The mocap used in the created environment come from the CMU mocap database and the SFU mocap database.
6.2 Training Details
The learning simulations are trained using Graphics Processing Unit (GPU)s. The simulation is not only simulating the interaction physics of the world but also rendering the simulation scene in order to capture video observations. On average it takes days to execute a single training simulation. The process of rendering and copying the images from the GPU is one of the most expensive operations with the method.
6.3 Distance Function Training
In Figure 7(b) we show the training curve for the recurrent siamese network. The model learns smoothly considering that the training data used is constantly changing as the RL agent explores. In Figure 7(a) the learning curve for the siamese RNN is shown after performing pretraining. We can see the overfitting portion that occurs during RL training. This overfitting can lead to poor reward prediction during the early phase of training.
It can be difficult to train a sequenced based distance function. One particular challenge is training the distance function to be accurate across the space of possible states. We found a good strategy was to focus on the beginning of episode data. If the model is not accurate on states seen earlier in the episode it may never learn how to get into good states later on in the episode that the distance function understands better. Therefore, when constructing batches to train the RNN on we give higher probability to starting earlier in episodes. We also give a higher probability to shorter sequences. As the agent gets better average episodes length increase, so to will the randomly selected sequence windows.
7 Positive and Negative Examples
We use two methods to generate positive and negative examples. The first method is similar to TCN where we can make an assumption that sequences that overlap more in time are more similar. For each episode two sequences are generate, one for the agent and one for the imitation motion. We compute positive pairs by altering one of these seqeunces and comparing this altered verion to its original version. Here we list the number of ways we alter sequences for positive pairs.
Adding Gaussian noise to each state in the sequence (mean and variance )
Out of sync versions where the first state is removed from the first sequence and the last state from the second sequence
Duplicating the first state in either sequence
Duplicating the last state in either sequence
We alter sequences for negative pairs by
Reversing the ordering of the second sequence in the pair.
Randomly picking a state out of the second sequence and replicating it to be as long as the first sequence.
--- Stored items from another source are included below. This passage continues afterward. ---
Issue #1036, opened 2022-02-24
Validate received CAR Files


vasco-santos:
@ribasushi found some invalid CARs that we are storing in backups.

We should discuss if we should inspect and validate the blocks when they are uploaded and fail if the CAR is invalid.

For one of the cars in bafybeiahynaxxbthonbdxyyasbitb52knmftegymlkc6cxttdfcwovsz7m ( don't know which, test )
```
Error: mismatch in content integrity
name: bafkreie3ufxjrzjvee2gvq4xqdncmfgmnioxew3wmqdxgd532dve3fl2tm
data: bafkreicozng7awrdjyglxmi6wnxbcpi7reqzsybbcmrj2sbc44afrzzr4y
```
for one in bafybeie5npyt4gn3c2yav3ntrojyxeaxf4fwdin3dsbgrqh745g4trjxmq
```
Error: mismatch in content integrity
name: bafkreicbs2klwgxlq7cvmxyouhduhr2c6m76clz3uexdtfvlgffgvkahm4
data: bafkreigqgdm74bko7stv6i6nwfsxqyqazwy4jpmdz3zpypdmei6khxc73a
```

olizilla:
Currently, if we are unable to pin the full DAG on ipfs-cluster then that upload will not show as pinned in the UI, which is a start, but really, where the api recieves a CAR with 1 or more cid/block mismatches, we should fail loudly and alert the user that the upload should be re-attempted. 

For larger datasets, we could suggest adding to a local ipfs node and using the pinning api so that only the failed/missing blocks are re-attempted... a fancy resume mechanism thanks to the wonders of dags and content-addressing.

We could conceivably also see bitflips when sending data between the api and ipfs-cluster, or to the s3 backups, which need to be considered.

ribasushi:
Regarding bitflips protection in the pipeline, the workflow should be:
1. CF worker starts 2 independent "threads" while the content is streamed in from user:
1.1 md5sum (yes, md5) of the incoming bytes
1.2 check of individual cid+block pairs within the car file itself
2. Once above completes, add the `Content-MD5` header to the PUT request to S3
3. If s3 returns success you know with many-nines certainty that you have a valid, intact car in s3, and you can say 200 to the user

olizilla:
We already iterate all the blocks in the CAR here, so that seems like a good place to verify each multihash
[...]

Issue #922, opened 2022-01-28
Add logtail integration


vasco-santos:
We need to add logtail to web3.storage API. Similar to what we did for https://github.com/nftstorage/nft.storage/pull/860

adamalton:
This has now been deployed in #1325

PR #1068, opened 2022-03-04
fix: verify s3 backup integrity on upload

olizilla:
add `x-amz-checksum-sha256` header on s3 object put requests.

This is nice as we reuse our existing sha256 hash of the car as an integrity check. AWS will calculate the sha256 of the body it receives and send us a 400 BadDigest error if they dont match, to avoid storing CARs that had bits flipped in transit.

It was necessary to update to the latest version of the aws-sdk as support for sha256 integrity checking was not supported in the older one.

Some debug logging is left in for the s3 client in dev mode, as it was an absolute pain to figure out what it was doing otherwise.

see: #1036
see: https://docs.aws.amazon.com/AmazonS3/latest/API/API_PutObject.html#AmazonS3-PutObject-request-header-ChecksumSHA256

License: (Apache-2.0 AND MIT)

### DIFF
--- a/packages/api/src/car.js
+++ b/packages/api/src/car.js
@@ -227,17 +227,37 @@ async function backup (blob, rootCid, userId, env, structure = 'Unknown') {
     return undefined
   }
 
-  const data = await blob.arrayBuffer()
-  const dataHash = await sha256.digest(new Uint8Array(data))
-  const keyStr = `raw/${rootCid.toString()}/${userId}/${toString(dataHash.bytes, 'base32')}.car`
+  const data = new Uint8Array(await blob.arrayBuffer())
+  const multihash = await sha256.digest(data)
+  const keyStr = `raw/${rootCid.toString()}/${userId}/${toString(multihash.bytes, 'base32')}.car`
+  // strip the multihash varint prefix to get the raw sha256 digest for aws upload integrity check
+  const rawSha256 = multihash.bytes.subarray(2)
+  const awsChecksum = toString(rawSha256, 'base64pad')
+
+  // see: https://docs.aws.amazon.com/AWSJavaScriptSDK/v3/latest/clients/client-s3/modules/putobjectrequest.html
   const cmdParams = {
     Bucket: env.s3BucketName,
     Key: keyStr,
-    Body: blob,
-    Metadata: { structure }
+    Body: data,
+    Metadata: { structure },
+    // ChecksumSHA256 specifies the base64-encoded, 256-bit SHA-256 digest of the object, used as a data integrity check to verify that the data received is the same data that was originally sent.
+    // see: https://docs.aws.amazon.com/AmazonS3/latest/API/API_PutObject.html#AmazonS3-PutObject-request-header-ChecksumSHA256
+    ChecksumSHA256: awsChecksum
   }
 
-  await env.s3Client.send(new PutObjectCommand(cmdParams))
+  try {
+    await env.s3Client.send(new PutObjectCommand(cmdParams))
+  } catch (err) {
+    if (err.name === 'BadDigest') {
+      // s3 returns a 400 Bad Request `BadDigest` error if the hash does not match their calculation.
+      // see: https://docs.aws.amazon.com/AmazonS3/latest/API/ErrorResponses.html#RESTErrorResponses
+      // see: https://docs.aws.amazon.com/AWSJavaScriptSDK/v3/latest/clients/client-s3/index.html#troubleshooting
+      console.log('BadDigest: sha256 of data recieved did not match what we sent. Maybe bits flipped in transit. Retrying once.')
+      await env.s3Client.send(new PutObjectCommand(cmdParams))
+    } else {
+      throw err
+    }
+  }
   return keyStr
 }
 
--- a/packages/api/src/env.js
+++ b/packages/api/src/env.js
@@ -121,6 +121,7 @@ export function envAll (req, env, ctx) {
     env.s3BucketRegion = env.S3_BUCKET_REGION
 
     env.s3Client = new S3Client({
+      // logger: console, // use me to get some debug info on what the client is up to
       endpoint: env.S3_BUCKET_ENDPOINT,
       forcePathStyle: !!env.S3_BUCKET_ENDPOINT, // Force path if endpoint provided
       region: env.S3_BUCKET_REGION,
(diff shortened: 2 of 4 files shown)


olizilla:
@ribasushi the `x-amz-checksum-sha256` header on puts to s3 ended up doing what we wanted... my previous failures were due to the older version of the aws-sdk just silently silently stubbing out that header when i tried to set it. With the latest sdk, we get a 400 BadDigest http error on put when we send them a sha256 that doesn't match.

olizilla:
it is notable that the latest aws-sdk is now automatically adding an additonal header `x-amz-content-sha256` which is similar to `x-amz-checksum-sha256` but appears to contain the sha256 of the body but in hex rather than base64... e.g

```
s3 request headers {
  'content-type': 'application/octet-stream',
  'x-amz-checksum-sha256': 'q3g2SxTkn2avonv2fDG4AIrZFA5vB0jCmWetFl/Jkjs=',
  'x-amz-meta-structure': 'Complete',
  'content-length': '55513',
  host: 's3.us-east-2.amazonaws.com',
  'x-amz-user-agent': 'aws-sdk-js/3.53.1 os/other lang/js md/browser/unknown_unknown api/s3/3.53.1',
  'amz-sdk-invocation-id': '3f2ef788-dc39-48fa-90e4-7cfc07b76b76',
  'amz-sdk-request': 'attempt=1; max=3',
  'x-amz-date': '20220304T112718Z',
  'x-amz-content-sha256': 'ab78364b14e49f66afa27bf67c31b8008ad9140e6f0748c29967ad165fc9923b',
}
POST /car 200 OK (1410.77ms)
```

The old version was not setting that header. It is likely that we are duplicating the check, but I have no control over `x-amz-content-sha256` header and we can manipulate `x-amz-checksum-sha256` and show that if it's wrong we get a useful error, so I'm happy with it.

alanshaw (approved):

packages/api/src/env.js
```diff
@@ -129,5 +130,17 @@ export function envAll (req, env, ctx) {
...
+      env.s3Client.middlewareStack.add(
+        (next, context) => async (args) => {
+          console.log('s3 request headers', args.request.headers)
+          return next(args)
+        },
+        {
+          step: 'finalizeRequest'
+        }
+      )
+    }
```
vasco-santos, line 144: This is not needed anymore right?

packages/api/src/car.js
```diff
@@ -227,17 +227,37 @@ async function backup (blob, rootCid, userId, env, structure = 'Unknown') {
...
 
-  await env.s3Client.send(new PutObjectCommand(cmdParams))
+  try {
+    await env.s3Client.send(new PutObjectCommand(cmdParams))
+  } catch (err) {
+    if (err.name === 'BadDigest') {
+      // s3 returns a 400 Bad Request `BadDigest` error if the hash does not match their calculation.
+      // see: https://docs.aws.amazon.com/AmazonS3/latest/API/ErrorResponses.html#RESTErrorResponses
+      // see: https://docs.aws.amazon.com/AWSJavaScriptSDK/v3/latest/clients/client-s3/index.html#troubleshooting
+      console.log('BadDigest: sha256 of data recieved did not match what we sent. Maybe bits flipped in transit. Retrying once.')
```
vasco-santos, line 255:
```suggestion
```

can be removed?

vasco-santos (commented):
Awesome 🙌🏼

packages/api/src/car.js
olizilla: This was intentional, as I'd be curious to see how many times this appears in the logs, but I could be pursuaded to remove it as I can't say I'd be checking the logs for it (if we had any)

packages/api/src/env.js
olizilla: This was left in to save others the pain of trying to figure out what the hell s3 is up to, as it took a while for me to figure out that i needed to add logging middleware to do it, so I figured it captures a bit of knowledge that we might benefit from again in the future.

packages/api/src/car.js
vasco-santos: We need https://github.com/web3-storage/web3.storage/issues/922 for this. With `console.log` we won't be able to see any logs

packages/api/src/env.js
vasco-santos: I think it is fine to add this as log debug level

packages/api/src/car.js
```diff
@@ -227,17 +227,37 @@ async function backup (blob, rootCid, userId, env, structure = 'Unknown') {
...
   const cmdParams = {
     Bucket: env.s3BucketName,
     Key: keyStr,
-    Body: blob,
-    Metadata: { structure }
+    Body: data,
+    Metadata: { structure },
+    // ChecksumSHA256 specifies the base64-encoded, 256-bit SHA-256 digest of the object, used as a data integrity check to verify that the data received is the same data that was originally sent.
+    // see: https://docs.aws.amazon.com/AmazonS3/latest/API/API_PutObject.html#AmazonS3-PutObject-request-header-ChecksumSHA256
+    ChecksumSHA256: awsChecksum
```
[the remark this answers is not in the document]
olizilla: alas no. it does not.

`x-amz-content-sha256` is required by aws for it's signed uploads feature, and uses a chunked "tree-hash" strategy (a merkel hash!) for larger files. We can't control the value of `x-amz-content-sha256` and if we could we'd set it to the wrong value for larger files. It's unrelated to the checksum headers.

see: https://docs.aws.amazon.com/AmazonS3/latest/API/sig-v4-header-based-auth.html

`x-amz-checksum-sha256` seems to be a simpler sha256 hash of the body.

see: https://docs.aws.amazon.com/AmazonS3/latest/userguide/checking-object-integrity.html

olizilla:
I tried some local uploads of 112MB file and compared the times against `main` with s3 backup enabled

| method | run 1 | run  2 | vs main
|---------|------|-------|--------
| chunked w3 put | 30.7s | 16.5s | 25.17s
| single curl put /upload | 125s | 121s | 130s
| single curl put /car | 79.94s | 73s | 106s


with a local ipfs cluster, **all** of the variance comes from s3 uploads... some of the 10MB chunks would go up to s3 in 10s, and some in 1s. Some of that could be my network connection but it was suprising to see that level of variance

```
POST /car 200 OK (12959.15ms)
POST /car 200 OK (13501.06ms)
POST /car 200 OK (13551.99ms)
POST /car 200 OK (3577.20ms)
POST /car 200 OK (3023.86ms)
POST /car 200 OK (3394.19ms)
POST /car 200 OK (2991.47ms)
POST /car 200 OK (3508.17ms)
POST /car 200 OK (3230.08ms)
POST /car 200 OK (2672.82ms)
POST /car 200 OK (3422.13ms)
POST /car 200 OK (2378.45ms)
POST /car 200 OK (797.40ms)
```

packages/api/src/car.js
olizilla: @vasco-santos want me to remove it? or leave it in ahead of #922

vasco-santos: can leave, #922 already has this linked, so we just need to remember to change it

Randomly shuffling one sequence.
Randomly shuffling both sequences.
The second method we use to create positive and negative examples is by including data for additional classes of motion. These classes denote different task types. For the humanoid3d environment we generate data for walking-dynamic-speed, running, backflipping and frontflipping. Pairs from the same tasks are labelled as positive and pair from different classes are negative.
7.1 RL Algorithm Analysis
It is not clear which RL algorithm may work best for this type of imitation problem. A number of RL algorithms were evaluated on the humanoid2d environment Figure 8(a). Surprisingly, Trust Region Policy Optimization (TRPO) (Schulman et al., 2015) did not work well in this framework, considering it has a controlled policy gradient step, we thought it would reduce the overall variance. We found that DDPG (Lillicrap et al., 2015) worked rather well. This could be related to having a changing reward function, in that if the changing rewards are considered off-policy data it can be easier to learn. This can be seen in Figure 8(b) where DDPG is best at estimating the future discounted rewards in the environment. We tried also Continuous Actor Critic Learning Automaton (CACLA) (Van Hasselt, 2012) and Proximal Policy Optimization (PPO) (Schulman et al., 2017), we found that PPO did not work particularly well on this task, this could also be related to added variance.